(INPUT)
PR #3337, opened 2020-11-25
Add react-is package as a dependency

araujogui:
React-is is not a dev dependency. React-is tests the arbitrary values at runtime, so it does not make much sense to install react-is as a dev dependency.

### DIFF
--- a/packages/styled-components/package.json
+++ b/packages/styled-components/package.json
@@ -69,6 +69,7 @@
(End INPUT)
**WORK ORDER:**
Print all of the lines above so that each one matches its original exactly.

**RESULT OF THIS TASK:**
PR #3337, opened 2020-11-25
Add react-is package as a dependency

araujogui:
React-is is not a dev dependency. React-is tests the arbitrary values at runtime, so it does not make much sense to install react-is as a dev dependency.

### DIFF
--- a/packages/styled-components/package.json
+++ b/packages/styled-components/package.json
@@ -69,6 +69,7 @@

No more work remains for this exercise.